_Work task_
Please return every line below that contains the string "currentOffset".

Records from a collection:

════════

PR #165, opened 2021-07-30
Fix for search pagination links

hursey013:
Fixes https://github.com/usdoj-crt/beta.ADA.gov-Project-Management/issues/281

### DIFF
--- a/_assets/css/custom/_pagination.scss
+++ b/_assets/css/custom/_pagination.scss
@@ -3,3 +3,7 @@
   opacity: 1 !important;
   pointer-events: none;
 }
+
+.usa-pagination[hidden] {
+  display: none !important;
+}
--- a/_pages/search.md
+++ b/_pages/search.md
@@ -73,18 +73,22 @@ sidenav: false
       var nextLink = document.querySelector(".usa-pagination__next-page");
       var currentOffset = urlParams.get("offset");
 
-      if (currentOffset > 0) {
-        urlParams.set("offset", currentOffset - {{site.searchgov.limit}});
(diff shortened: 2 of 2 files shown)


kmori (approved):
Looks good! Confirming that the "Next" and "Previous" are no longer on the page when there are no results
image

kmori:
Should we remove the "Previous" and "Next" when there's only one page worth of results?

hursey013:
> Should we remove the "Previous" and "Next" when there's only one page worth of results?

@kmori We could, although I believe with just one page of results both the next and previous links would appear but in a disabled state (unclickable). If we think it makes more sense for them to not appear at all with less than 20 results, let me know and I can update.

kmori:
> > Should we remove the "Previous" and "Next" when there's only one page worth of results?
> 
> @kmori We could, although I believe with just one page of results both the next and previous links would appear but in a disabled state (unclickable). If we think it makes more sense for them to not appear at all with less than 20 results, let me know and I can update.

@lauraponce- any thoughts from a UX perspective of if we should keep the "Previous" / "Next" in a disabled state when there's only one page of search results or remove it?

lauraponce:
I think it would be better to remove them rather than keep the links there and disabled since it might not seem clear to people why the links are disabled.

Is it possible to add the `pages 1/1` at the bottom near the buttons to show how many pages of results there are? (This also is out of scope from this ticket so it shouldn't hold up this one from closing and could go in another one if needed.)

kmori:
thanks @lauraponce ! @hursey013 - can we remove the links when there's only one page of results. I'll also make a new ticket for the recommendation provided above re number of pages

════════

_Answer to the exercise_
       var currentOffset = urlParams.get("offset");
-      if (currentOffset > 0) {
-        urlParams.set("offset", currentOffset - {{site.searchgov.limit}});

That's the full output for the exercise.